Shawn P. Roarke | Managing Editor

-- The road to the 2009 Stanley Cup could not have been more difficult for the Pittsburgh Penguins. Then again, nobody said winning championships should be easy.

Nothing about Friday's Game 7 victory -- a 2-1 nail-biter against the defending champion Red Wings at Joe Louis Arena with the weight of history conspiring against the young Penguins -- was easy.

"I would have loved to do it in four (games), it would have been a lot easier on the nerves," said Pittsburgh's Sidney Crosby, the youngest captain to win the Stanley Cup. "It was so hard watching the clock tick down for that whole third period.

"But everything it took to win, we did it, you know. Blocking shots. Great goaltending. Different guys stepping up. I mean, we did exactly everything it takes to win. We're really happy with the result. We've been through a lot."
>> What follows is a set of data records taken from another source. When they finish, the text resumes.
PR #1267, opened 2022-01-26
Fix vocabulary search using "0" as the search string

### LINKED ISSUE #1260: Vocabulary search using "0" as the query argument throws an error

miguelvaara:

Fix the remaining cases in #1260 ; the REST API search using "0" has been fixed in #1261 and #1276, but searches for "0" in the web UI are still not working until this PR.
 
- Closes #1260 

- fix ConceptSearchParameters.getSearchTerm() so it looks at the right URL parameter `q` even when its value is `"0"`
- rename the test provider method `testSearchWithZeroData` into `provideSearchWithZeroData` to avoid PHPUnit considering it a test case and complaining that it's "Risky" because it doesn't perform any assertions

n/a

## Checklist


osma:
Can you please update the PR title and description so it corresponds to current status?

kinow:
Hadn't seen this PR, I think it's also related to the zeroes in the beginning of the search, sorry! Feel free to close mine and centralize on this one if you prefer, or use anything from that PR too :+1:

osma:
Need to fix the conflicts caused by #1276.

osma:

The Penguins have overcome obstacles throughout the playoffs, so there was no reason for Friday to be different.

Despite the fact that only one team in the history of the NHL had won a Game 7 on the road in the Stanley Cup Final after the home team in the series had won the first six games, the Penguins entered Friday's game full of confidence -- a swagger borne out of the fact that they had closed out each of their first three series on the road and had also escaped a 2-0 series deficit in a second-round upset of Washington in seven games.

"We heard all these stupid stats about how a team hadn't done 0-2 since 1971 or something and all these other Game 7 stats," defenseman Brooks Orpik told "But I thought we just did a good job of blocking all that out and staying confident the whole series."
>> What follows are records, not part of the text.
PR #1272, opened 2022-02-15
Update Dockerfile to support PHP 8

kinow:

Support PHP 8 when using the test Docker image.

- Complements #1266 

Used the same Dockerfile changes I used to test the linked pull request.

That confidence that served them well on Friday.

After a scoreless and somewhat tame first period, Pittsburgh took the lead early in the second on the first of Max Talbot's two goals. Talbot, in on the forecheck, was in perfect position to pounce on a turnover by Detroit defenseman Brad Stuart. Once he had the puck on his stick, he just ladled it between the leg pads of Detroit goalie Chris Osgood at 1:13.

Almost nine minutes later, Talbot struck again. This time, he pounced on chip pass by teammate Chris Kunitz to lead a 2-on-1 against Detroit defenseman Niklas Kronwall. Talbot eschewed the pass and fired a wrister from about 15 feet that zipped over Osgood's glove and nestled into the far corner.

"His nickname before this game was 'The Gamer' because he has a knack for playing so well in big games," Orpik said of Talbot. "Obviously, his heart is huge. He's going to do anything to win. These big games, he has the ability to just step up. A lot of that has to do with the tremendous character he has."

These Penguins were loaded with character, and it showed after they took the 2-0 lead.

With Crosby on the shelf after injuring his knee in a collision with Johan Franzen in the second, centers Evgeni Malkin, who was named the Conn Smythe Trophy winner, and Jordan Staal took on huge minutes. Players throughout the lineup pitched in by doing the little things that championship teams need to do; the little things that Detroit did last season to beat Pittsburgh in six games.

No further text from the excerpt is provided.